- _Directions for this task_
Write down, unchanged, the entries from the first line through the line holding "- **Zero new". Include no other line.

>>>>

PR #431, opened 2026-03-23
docs: adds initial spec and plan for export functionality

gvauter:
## Summary
- Adds feature specification and implementation plan for a new `complyctl export` command that ships scan results to a ComplyBeacon OTEL collector
- Proposes extending the plugin gRPC contract with an `Export` RPC so scanning providers can emit evidence directly via ProofWatch

The export command orchestrates evidence delivery without touching evidence data itself. Plugins that opt in (via a new `supports_export` capability on `Describe`) use ProofWatch to emit `GemaraEvidence` as OTLP log records directly to the collector. Enrichment is handled downstream by TruthBeam in the Beacon collector pipeline.

Key decisions documented in the spec:

- **Standalone command** — `complyctl export --policy-id <ID>` runs after `scan`, keeping the two as composable steps
- **Plugins export directly** — complyctl passes collector config via gRPC; plugins own OTLP emission
- **Zero new deps in complyctl core** — ProofWatch/OTEL SDK only in plugins that implement Export
- **Collector config in `complytime.yaml`** — new optional `collector:` section with endpoint and auth

The implementation plan breaks work into four areas: proto contract changes, plugin SDK extension, CLI command, and config/doctor additions.

## Files

- `specs/003-complybeacon-export/spec.md` — feature specification with clarifications, user stories, acceptance scenarios, functional requirements, and success criteria
- `specs/003-complybeacon-export/plan.md` — implementation plan with project structure, proto schema, config schema, data flow, and test architecture

## Review Hints

This PR is spec and plan only — no code changes. Looking for feedback on:

1. The decision to have plugins export directly vs. complyctl exporting centrally
2. The `Export` RPC contract and `CollectorConfig` shape
3. Whether the `supports_export` capability discovery approach is sufficient
4. Any missing edge cases or requirements


specs/003-complybeacon-export/spec.md
```diff
@@ -0,0 +1,455 @@
...
+
+### Key Entities
+
+- **Beacon Collector**: A custom OpenTelemetry Collector
+  distribution (`otelcol-beacon`) that receives OTLP logs,
+  enriches them via TruthBeam, and exports to storage
+  backends (Loki, S3) and reporting tools (Hyperproof).
+
+- **ProofWatch**: A Go instrumentation library
+  (`github.com/complytime/complybeacon/proofwatch`) that
```
huiwangredhat: Nit: This library link is outdated.

specs/003-complybeacon-export/spec.md
```diff
@@ -0,0 +1,455 @@
...
+   terminal summary.
+
+---
+
+### User Story 4 - Auditor Verifies Evidence Chain (Priority: P2)
+
+An auditor needs to verify that compliance evidence in the
+downstream reporting system traces back to the original
+scan. The evidence exported by complyctl via ProofWatch
+carries integrity attributes (assessment IDs, timestamps,
```
huiwangredhat, line 286: I am not sure that Assessment IDs, timestamps, and Evaluator Identity could provide a sufficient `Chain of Custody`. To satisfy a rigorous audit, we should ensure the evidence is immutable and verifiable. Do we need to include a cryptographic hash in the results?

specs/003-complybeacon-export/spec.md
```diff
@@ -0,0 +1,455 @@
...
+
+A plugin author implements the optional `Export` RPC in their
+complyctl scanning provider. The plugin receives collector
+configuration from complyctl, creates `GemaraEvidence`
+objects from its scan results, and uses ProofWatch to emit
+them as OTLP log records to the collector. The plugin
+reports back the number of records exported and any errors.
+
+**Why this priority**: At least one plugin must implement
+export for the feature to be usable. The OpenSCAP and AMPEL
```
huiwangredhat, line 249: Just a question: are both OpenSCAP and AMPEL being developed in parallel, or will AMPEL be the first plugin to support `export`?

specs/003-complybeacon-export/spec.md
```diff
@@ -0,0 +1,455 @@
...
+  → A: The `Describe` RPC response gains a capabilities
+  field. Plugins that implement the `Export` RPC declare
+  `supports_export: true`. complyctl skips plugins that do
+  not declare this capability. Plugins that declare support
+  but fail during export return an error status without
+  affecting other plugins.
+
+- Q: Where does collector endpoint and authentication
+  configuration live? → A: `complytime.yaml` top-level
+  `collector` section with `endpoint` and `auth` fields.
```
huiwangredhat, line 63: The authtoken could be generated by the client ID and client secret dynamically, so do we need to add the two input fields?

specs/003-complybeacon-export/plan.md
```diff
@@ -0,0 +1,240 @@
...
+   c. Plugin receives ExportRequest via gRPC
+   d. Plugin initializes ProofWatch with collector endpoint
+   e. Plugin reads scan results from workspace state
+   f. Plugin creates GemaraEvidence per assessment result
+   g. Plugin calls proofwatch.Log(ctx, evidence) → OTLP
+   h. Plugin returns ExportResponse{success, counts}
+6. Display terminal summary:
+   PROVIDER        EXPORTED  FAILED  STATUS
+   openscap        47        0       ✅
+   ampel           5         0       ✅
```
huiwangredhat, line 220: Does it show the friendly error message if the status is FAILED?

huiwangredhat (commented):
@gvauter Thanks for your PR. The core logic LGTM. It's a solid implementation of the proposed plan. I’ve tagged a few minor nits and my questions.

specs/003-complybeacon-export/plan.md
```diff
@@ -0,0 +1,240 @@
+# Implementation Plan: ComplyBeacon Evidence Export
+
+**Branch**: `003-complybeacon-export` | **Date**: 2026-03-10
+**Spec**: [spec.md](spec.md)
+**Input**: Feature specification from `specs/003-complybeacon-export/spec.md`
+
+## Summary
+
+Add a `complyctl export` command that orchestrates evidence
```
jpower432: Should we make this a required feature of every plugin? Seems like it would be lightweight if it were optional. Could this be an optional "output" of `complyctl scan` instead?

specs/003-complybeacon-export/spec.md
jpower432: This is a good callout @huiwangredhat. I would think the token would generated dynamically with the `client_id`, `client_secret`, and `token_endpoint`, right? Then `complyctl` does the handshake and passes the temporary access token to the plugin which they include in the request headers along with some plugin specific identifier.

huiwangredhat: @jpower432, Oh, yes, that's right. We also need the `token_endpoint`.

specs/003-complybeacon-export/plan.md
gvauter: @jpower432 I have no strong opinions on making it mandatory.  I can't think of a plugin where we wouldn't want the evidence exported.  Are you thinking we should drop the `export` command and instead have `scan` handle the export?  I guess this depends how coupled we want those workflows to be?  A few possible thoughts
- initial users may not have the collector components running, so exporting isn't something they would want to happen by default (making them use `--skip-export` or similar flag) on every scan
- a user may want to inspect the results before exporting?  e.g. dont export failures, fix the issue, run a clean scan, then export

specs/003-complybeacon-export/plan.md
gvauter: updated FR-008 to require that the plugin's error message is displayed below the summary table when failures occur

specs/003-complybeacon-export/spec.md
gvauter: Ok thank you, I've updated this in the spec.

specs/003-complybeacon-export/spec.md
gvauter: I'm not sure which would be first, but perhaps AMPEL would be easiest to start with here?

specs/003-complybeacon-export/spec.md
gvauter: Hey Sophia - this is a good question, perhaps we can table it for now and discuss more with @jpower432 to understand the chain of custody in more detail.

specs/003-complybeacon-export/plan.md
jpower432: I agree. I was thinking it would be something controls by a flag on scan. Right now we have `--format oscal, pretty, sarif`. Could we tweak that? To me, this seems like just another way to aggregate and report the information.

It could be
```
--export oscal,sarif,pretty,otel
```

gvauter: Right now the `--format` flag is purely a complyctl-side concern, so the plugins never see this value.  If we add `otel` as a value to trigger export, do we need to rethink this design? 

One suggestion could be to have the `--format otel` flag tell complyctl to run the export phase after scan completes.  So complyctl calls the `Export()` RPC method on each capable plugin, passing CollectorConfig (endpoint + resolved token).

This keeps the design so the plugin doesn't need to interpret a format value. It implements the `Export()` RPC method, and complyctl decides when to call it.

This also leave the option open to separate these two commands in the future.  For example, I could see a common pattern where a user may run `scan` several times, remediating findings along the way.  Once the final scan is "green" they can call export.  Vs. having to rerun the scan a second time just to specify `otel` as the export method.

jpower432: 100% agree. I was thinking something really similar with the suggestion; to the user `--format` just controls how the information is aggregated and/or reported. Under the under the hood, `complyctl` would need to instruct the plugins to export.

gvauter: Ok perfect, I'll update the spec accordingly.  Thank you!

huiwangredhat (approved):
LGTM. Thank you.

jpower432 (approved):
LGTM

<<<<

- _Exercise solution_
PR #431, opened 2026-03-23
docs: adds initial spec and plan for export functionality

gvauter:
## Summary
- Adds feature specification and implementation plan for a new `complyctl export` command that ships scan results to a ComplyBeacon OTEL collector
- Proposes extending the plugin gRPC contract with an `Export` RPC so scanning providers can emit evidence directly via ProofWatch

The export command orchestrates evidence delivery without touching evidence data itself. Plugins that opt in (via a new `supports_export` capability on `Describe`) use ProofWatch to emit `GemaraEvidence` as OTLP log records directly to the collector. Enrichment is handled downstream by TruthBeam in the Beacon collector pipeline.

Key decisions documented in the spec:

- **Standalone command** — `complyctl export --policy-id <ID>` runs after `scan`, keeping the two as composable steps
- **Plugins export directly** — complyctl passes collector config via gRPC; plugins own OTLP emission
- **Zero new deps in complyctl core** — ProofWatch/OTEL SDK only in plugins that implement Export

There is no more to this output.